Jurisdictional structure
- Operations jurisdiction: Delta, British Columbia, Canada
- Governing body: Delta Police Board
- Constituting instrument: BC Police Act;
- General nature: Local civilian police;

Operational structure
- Headquarters: 4455 Clarence Taylor Crescent
- Police Constables: 194
- Civilians: 72
- Elected officers responsible: The Honourable Nina Krieger, Minister of Public Safety and Solicitor General of British Columbia; Ian Tait, Chair of the Delta Police Board;
- Agency executive: Harj Sidhu, chief constable;

Facilities
- Stations: 2 4455 Clarence Taylor Crescent ; 11375 84 Avenue;

Website
- http://deltapolice.ca/

= Delta Police Department =

The Delta Police Department (DPD) is the police force for the City of Delta, British Columbia, a suburban community in Metro Vancouver with a population of 112,365. As of 2024, the Delta Police Department has an authorized strength of 205 sworn members and 85 civilian support staff, and an operating budget of $54,564,000.

In 2007, the DPD became responsible for policing the Tsawwassen First Nation through an agreement between the nation and the provincial and federal government. Under the Tsawwassen First Nation Final Agreement Act, the First Nation does not have the power to establish a police force on their own, but are able to do so by requesting the minister of public safety and solicitor general. The nation chose to employ the DPD to enforce its laws.

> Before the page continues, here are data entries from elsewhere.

PR #722, opened 2022-01-05
Make an IR construct for n-ary application.

dougalm:
Previously, every application appeared on its own line. An innocuous expression
like `1.0 + 2.0` would be elaborated in type inference to this:

    v:((Add Float32) ?=> Float32 -> Float32 -> Float32) = (+) Float32
    v1:(Add Float32) = %OpExpr (SynthesizeDict ...)
    v2:(Float32 -> Float32 -> Float32) = v v1
    v3:(Float32 -> Float32) = v2 1.
    v4:Float32 = v3 2.

Now it's just this:

    v:(Add Float32) = %OpExpr (SynthesizeDict ...)
    v1:Float32 = (+) Float32 v 1. 2.

This speeds up prelude evaluation by 30% and it makes the IR more readable.
More importantly, it will let us work with non-inlined first-order n-ary
functions, coming soon.

### DIFF
--- a/src/lib/Inference.hs
+++ b/src/lib/Inference.hs
@@ -577,17 +577,27 @@ inferRho expr = checkOrInferRho expr Infer
 instantiateSigma :: (EmitsBoth o, Inferer m) => Atom o -> m i o (Atom o)
 instantiateSigma f = do
   ty <- tryGetType f
-  case ty of
-    Pi (PiType (PiBinder _ argTy ImplicitArrow) _ _) -> do
-      x <- freshType argTy
-      ans <- emit $ App f x
-      instantiateSigma $ Var ans
-    Pi (PiType (PiBinder _ argTy ClassArrow) _ _) -> do
-      ctx <- srcPosCtx <$> getErrCtx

In 2024, the DPD was recognized as one of BC's top employers for the sixth consecutive year.

Delta is one of the safest cities in the Metro Vancouver area, according to Statistics Canada Data

The crime severity index in Delta is 63.9 index points, as per the latest statistics from 2023.  It continues to be significantly lower than B.C. (104.1) and Canada (80.2). The crime severity index not only measures the amount of crime, but also the seriousness of each offense.

==History==

The history of the Delta Police Department is closely tied to the first organized policing presence in British Columbia's history.

In 1858, Governor James Douglas appointed William Ladner as the first constable of New Caledonia. Ladner later went on to found the community of Ladner's Landing, which became the hub of the Municipality of Delta, British Columbia, on November 10, 1879.

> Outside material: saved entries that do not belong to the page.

PR #724, opened 2022-01-07
Use `NonEmpty` for n-ary app, and add `NonEmptyNest`, its B-kinded co…

dougalm:
…unterpart.


apaszke (commented):
Nice! This does look much better!

PR #726, opened 2022-01-08
'/usr/bin/env bash' works on systems without /bin/bash.

athas:
Still works on systems with `/bin/bash`, too.


apaszke (approved):
Thanks!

On August 20, 1887, William McKee, the municipal clerk, was designated as a constable in addition to his duties as a clerk. On July 7, 1888, Joseph Jordan was appointed as Delta's first full-time constable, and with this appointment the Delta Municipal Police Department was formed. Over the next eight years Jordan was dismissed and re-appointed several times, depending on the department's needs and was assisted on occasion by other temporary constables.

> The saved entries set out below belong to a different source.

PR #727, opened 2022-01-10
Add alpha-renaming-invariant hashing.

dougalm:
An expression in some scope `n` can contain both free names, of type `Name c n`,
and alpha-renamable bound names, whose binders are in the expression itself. We
hash the free names according to the actual name string but we use a sort of de
Bruijn scheme for the bound names. Occurrences of these names are hashed
according to the lexical position of their binder, numbered from outside to
inside (the opposite of the de Bruijn convention).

By 1900, Jordan had been designated as the chief constable and worked full-time in this role until his retirement in 1911.

The chief constable's position remained the only regular full-time or part-time position until 1931, when the municipal council authorized the appointment of a night policeman. It was the duty of this policeman, whose salary was partly paid for by the local merchants, to patrol the streets of Ladner at night.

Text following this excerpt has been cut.